Ownership and Opportunity
Urban Reform Institute
October 2020
In a new report from Urban Reform Institute edited by Joel Kotkin, J.H. Cullum Clark and Anne Snyder explore what happens when opportunity stalls. Pete Saunders and Karla Lopez del Rio tell the story of how homeownership enabled upward mobility for their respective families. Wendell Cox quantifies the connection between urban containment policies and housing affordabilty.
The introduction, authored by Charles Blain, President of Urban Reform Institute, is excerpted below:
The middle-class way of living is under constant threat as housing costs increase, eating away larger shares of the average American’s income.
Homeownership, which has been a critical source of advancement for middle-class, immigrant, and ethnic minority families and an asset that people can pass down from one generation to the next, is under threat. For many families, this means that instead of building wealth, they are seeing opportunity erode before their eyes.

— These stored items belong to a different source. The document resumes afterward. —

PR #9679, opened 2021-09-29
Update GHDL, Yosys and nextpnr

umarcor:
A regular update of some EDA tools.
Yosys 0.10 was released and a different versioning logic is used now (hardcoded instead of using `pkgver()`).

### DIFF
--- a/mingw-w64-ghdl/PKGBUILD
+++ b/mingw-w64-ghdl/PKGBUILD
@@ -1,7 +1,7 @@
 _realname=ghdl
 pkgbase="mingw-w64-${_realname}"
 pkgname='__placeholder__'
-pkgver=1.0.0.r740.g95cbcc921
+pkgver=1.0.0.r804.gf11aa2981
 pkgrel=1
 pkgdesc='GHDL: the open-source analyzer, compiler, simulator and (experimental) synthesizer for VHDL'
 arch=('any')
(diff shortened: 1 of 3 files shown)


Biswa96:
> Yosys 0.10 was released and a different versioning logic is used now

There is no version released in upstream. Also the pkgbuild has two commit hashes.

umarcor:
> There is no version released in upstream.

What do you mean? https://github.com/YosysHQ/yosys/releases

> Also the pkgbuild has two commit hashes.

One of the commits belongs to Yosys, the other one is a dependency (ghdl-yosys-plugin).

Biswa96:
> What do you mean? 

Oops! I saw the ghdl-yosys-plugin repository.

> One of the commits belongs to Yosys, the other one is a dependency (ghdl-yosys-plugin).

As yosys has versioned released, you can use the source tarball from released tag.

umarcor:
> > One of the commits belongs to Yosys, the other one is a dependency (ghdl-yosys-plugin).
> 
> As yosys has versioned released, you can use the source tarball from released tag.

Yes. However, it took them several years to bump from 0.9 to 0.10. Hence, if we used the tarball, we would be likely stuck for several months/years. Hence, we will keep using git. However, instead of picking arbitrary commits, we will use the "Bump version" commits (https://github.com/YosysHQ/yosys/commits/master). In this case, I used https://github.com/YosysHQ/yosys/commit/7a7df9a3b4996b17bb774377483b15de49aa3d9b, which is `YOSYS_VER := 0.10+1`. That's why I used `0.10.r1` in the recipe.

As housing costs are the biggest driver of variation in living costs across metropolitan areas, the relentless housing cost increases of the last two decades have undermined standards of living for many Americans in the nation’s most expensive cities. If home prices continue to outpace household incomes for ordinary Americans in coming years, the American Dream will move ever further out of reach for millions of families. This is especially the case for Millennials and Gen Zers for whom high and rising housing costs are the single largest obstacle to accumulating wealth and achieving a financially sustainable life.